Fuel cell demonstrating a device that converts chemical potential energy into electrical energy. © Igor Serdiuk/ Imagine using excess offshore wind energy to manufacture hydrogen on disused gas platforms. Fantasy? What about tapping into an existing pipeline infrastructure to get the hydrogen back to gas terminals before distributing the resulting electricity to homes and businesses? The reality as 2019 draws to a close is that plenty of blue-sky thinking is being employed by oil and gas companies who seek to diversify and update their offering.

As discussed in the last issue, Carbon Capture and Storage (CCS) is one option in a developed world search for cleaner energy. You can keep your gas, even your coal, runs the thinking, but CCS – literally the trapping of carbon dioxide at the point of combustion – may well have to be part of the equation. The problem is, as we have considered, CCS is expensive and there’s no sign that the demand for fossil fuels is going to nosedive anytime soon.

In its World Energy Outlook 2019, the IEA sounds a note of optimism. For the moment at least there are calmer markets despite an uncertain geopolitical outlook and well-supplied inventories. The upshot, notes IEA, is a more bullish outlook for 2020 and a sharp rebound in refinery activity. Business as usual?

Not quite. As the big investment funds consider their options, oil and gas majors must continue to give every indication that transition to cleaner energy is uppermost in their minds. By the beginning of 2019, almost 1,000 institutions with $6.2 trillion in assets had committed to jettison fossil fuels, according to the consultancy Arabella Advisors. Even in Norway, where hydrocarbons are so important to finance, the country’s $1.1 trillion sovereign wealth fund is selling stakes in oil and gas explorers.

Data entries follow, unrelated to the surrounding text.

PR #168, opened 2016-07-26
Feature/converge select stacks and stackgroups issue 108 126

bcall-r7:


lib/convection/control/cloud.rb
```diff
@@ -20,45 +20,105 @@ def deck
...
-      def converge(to_stack, &block)
-        unless to_stack.nil? || stacks.include?(to_stack)
-          block.call(Model::Event.new(:error, "Stack #{ to_stack } is not defined", :error)) if block
-          return
-        end
+      def stack_groups
+        @cloudfile.stack_groups
+      end
 
+      def create_structure(list)
```
bcall-r7: im going to look into collecting only the stacks we want instead of iterating over all to find them

lib/convection/control/cloud.rb
```diff
@@ -1,6 +1,6 @@
 require_relative '../model/cloudfile'
 require_relative '../model/event'
-
+require 'pp'
```
erran-r7: :trollface:

lib/convection/control/cloud.rb
```diff
@@ -20,45 +20,105 @@ def deck
...
+        end
+      end
 
-          difference.each { |diff| block.call(diff) }
+      def apply_converge(stack, &block)
+        block.call(Model::Event.new(:converge, "Stack #{ stack.name }", :info)) if block
+        stack.apply(&block)
+        if stack.error?
+          block.call(Model::Event.new(:error, "Error converging stack #{ stack.name }", :error), stack.errors) if block
+          return false
```
erran-r7: @bcall-r7 pretty sure `stack.success?` below will return false anyways, in which case this isn't needed since we don't have any other logic below.

lib/convection/control/cloud.rb
```diff
@@ -20,45 +20,105 @@ def deck
...
-          if stack.error?
-            block.call(Model::Event.new(:error, "Error converging stack #{ stack.name }", :error), stack.errors) if block
-            break
-          end
+          hash[stack.name] = stack if list.include?(stack.name.to_s)
+        end
+        hash
+      end
 
+      def simple_converge(to_stack, &block)
```
erran-r7: How about `converge_until`?

lib/convection/control/cloud.rb
```diff
@@ -20,45 +20,105 @@ def deck
...
+        deck.each do |stack|
+          break unless apply_converge(stack, &block)
           ## Stop on converge error
           break unless stack.success?
-
           ## Stop here
           break if !to_stack.nil? && stack.name == to_stack
```
erran-r7: If this is the only difference, I wonder if we could make these more similar.

lib/convection/control/cloud.rb
bcall-r7: haters gonna hate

Back to hydrogen, the ultimate clean fuel given that the residue from burning it is water. If we accept that natural gas is going to be around and acceptable even longer than oil, then small wonder that certain oil majors are looking at how this processed bi-product of natural gas could be mixed with the original for a less polluting fuel. Mind you, if, as the IEA maintains, demand for energy keeps growing and demand for fossil fuels doesn’t even flatten out until the 2040s, then there is still time to get the technology right.

As Dr Fatih Birol, the IEA’s Executive Director, notes, “What comes through with crystal clarity in this year’s World Energy Outlook is there is no single or simple solution to transforming global energy systems.” Indeed.